══ TASK INPUTS

PR #653, opened 2019-01-18
Add help and link to explain active consumer flag

acogoluegnes:
[#163298456]

References rabbitmq/rabbitmq-server#1838


priv/www/js/global.js
```diff
@@ -425,9 +425,15 @@ var HELP = {
 
     'filter-regex' :
     'Whether to enable regular expression matching. Both string literals \
-    and regular expressions are matched in a case-insensitive manner.<br/></br/> \
+    and regular expressions are matched in a case-insensitive manner.<br/><br/> \
     (<a href="https://developer.mozilla.org/en/docs/Web/JavaScript/Guide/Regular_Expressions" target="_blank">Regular expression reference</a>)',
 
+    'consumer-active' :
+    'Whether the consumer is active or not. Consumers are active by default. For a quorum queue, a consumer can be inactive \
```
hairyhum: Can we first mention single-active consumer scenario and then quorum queues?

priv/www/js/tmpl/consumers.ejs
```diff
@@ -31,7 +31,7 @@
         <td class="c"><%= fmt_boolean(consumer.ack_required) %></td>
         <td class="c"><%= fmt_boolean(consumer.exclusive) %></td>
         <td class="c"><%= consumer.prefetch_count %></td>
-        <td class="c"><%= fmt_boolean(consumer.single_active) %></td>
+        <td class="c"><%= fmt_boolean(consumer.active) %></td>
```
hairyhum: Can we also have the activity status here? Since we already have it somewhere.

priv/www/js/global.js
hairyhum: It would be nice to have some explanation of what does the word "active" mean. Something like "can get messages from the queue".

priv/www/js/tmpl/consumers.ejs
acogoluegnes: To be implementation specific, metrics fields are stored in Mnesia when some event is propagated, whereas fields in the CLI are not stored anywhere, they are computed on the fly. This is no big deal to add though, especially if it's useful in the channel page.

acogoluegnes:
Thanks @hairyhum for the feedback. This is ready for another round of QA.

PR #661, opened 2019-02-18
Set channel source in rabbit_mgmt_util rpc call to rabbit_channel

Ayanda-D:
Part of https://github.com/rabbitmq/rabbitmq-server/pull/1886


michaelklishin:
Backported to `v3.7.x`. @Ayanda-D please double check?

PR #663, opened 2019-03-01
Change stats merge function to concatenate strings

kjnilsson:
As else when consumers are spread across a cluster they are not all
returned when viewed from the queue page.

[#164302066]


michaelklishin:
Backported to `v3.7.x`.

PR #688, opened 2019-04-04
Catch failures when there is no user/vhost.

hairyhum:
## Proposed Changes

list_permissions operations may throw an exception if user/vhost
does not exist. Handlers use dirty_read to check for users/vhosts,
which is not enough if there is a concurrent deletion.
Return 404 instead of 500 in such cases.

To reproduce you need to start several applications, which will create users, list permissions and delete users.
List permission requests will sometimes fail with 500.
With this change they should fail with 404.

## Types of Changes

## Checklist


michaelklishin:
Backported to `v3.7.x`.

PR #693, opened 2019-04-23
Set msg rates in overview to global and basic in queue pages

dcorbacho:
I can't think of a reason why we won't show the last 8/24h for message rates when they're available - same as message counters - instead of default to `basic`.

Also removes warning from the console, when we can easily set the default for all the known rates.

[#165377789]

## Types of Changes

## Checklist


michaelklishin:
Backported to `v3.7.x`.

PR #694, opened 2019-04-23
Fix bytes prefix symbol

gerhard:
B is used for powers of 10, e.g. 10^6 bytes = 1MB
iB is used for powers of 2, e.g. 2^20 bytes = 1MiB

Since the division is using a power of 2, the symbol used also needs to
be a power of 2.

## Types of Changes

- [x] Bugfix (non-breaking change which fixes issue)

## Checklist

## Further Comments

This is somewhat related to rabbitmq/rabbitmq-server#1987

Before this change, 93048832 bytes were shown as 89MB. After this change, they are shown as 89MiB. This applies to all units:

image


michaelklishin:
Backported to `v3.7.x`.

PR #711, opened 2019-06-17
Definitions import timeout

hairyhum:
## Proposed Changes

When importing long definitions file, the request may fail silently due to `idle_timeout` in cowboy. [1](https://ninenines.eu/docs/en/cowboy/2.0/manual/cowboy_http/)
This timeout terminates the connection process silently without any logs.
The default timeout is 60 seconds and setting it in the configuration will impact all other requests, which is undesirable because the HTTP client can fail and there will be zombie processes. [2](https://github.com/ninenines/cowboy/issues/1278)

For the definitions import it's expected that it may take long time, therefore this PR notifies the cowboy stream process that the timeout should be disabled.
This is done after entire request body is received and should not lead to zombie processes, because the request does not wait for the client after that point.

Also added process reports, sent with HTTP 102 messages to prevent clients from timing out and closing the connection.

## Types of Changes

## Checklist

## Further Comments

Open questions:
- I'm not sure that infinity is the best value here, maybe just a large integer would be better.
- I didn't find and API to set the timeout from the request handler, the API I used is a bit hacky. @essen is there a better way to do that?

### DIFF
--- a/src/rabbit_mgmt_load_definitions.erl
+++ b/src/rabbit_mgmt_load_definitions.erl
@@ -74,4 +74,7 @@ load_definitions_from_file(File) ->
 
 load_definitions(Body) ->
     rabbit_mgmt_wm_definitions:apply_defs(
-      Body, ?INTERNAL_USER, fun () -> ok end, fun (E) -> {error, E} end).
+        Body, ?INTERNAL_USER,
+        fun () -> ok end,
+        fun (E) -> {error, E} end,
+        fun (_Msg) -> ok end).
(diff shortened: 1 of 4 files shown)


essen:
"This may be not the best way to configure this setting."

At the moment, it is. There will be a function added later on for configuring per-request options.

michaelklishin:
@essen thanks for confirming!

michaelklishin:
Backported to `v3.7.x`.

michaelklishin:
Backported to `v3.7.x`.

════

▶ DIRECTIONS:
Out of the data above, set down the lines from the one with "Definitions import timeout" to the one with "This timeout terminates", both included, exactly as written and with no additions.

▶ RESPONSE AREA:
Definitions import timeout

hairyhum:
## Proposed Changes

When importing long definitions file, the request may fail silently due to `idle_timeout` in cowboy. [1](https://ninenines.eu/docs/en/cowboy/2.0/manual/cowboy_http/)
This timeout terminates the connection process silently without any logs.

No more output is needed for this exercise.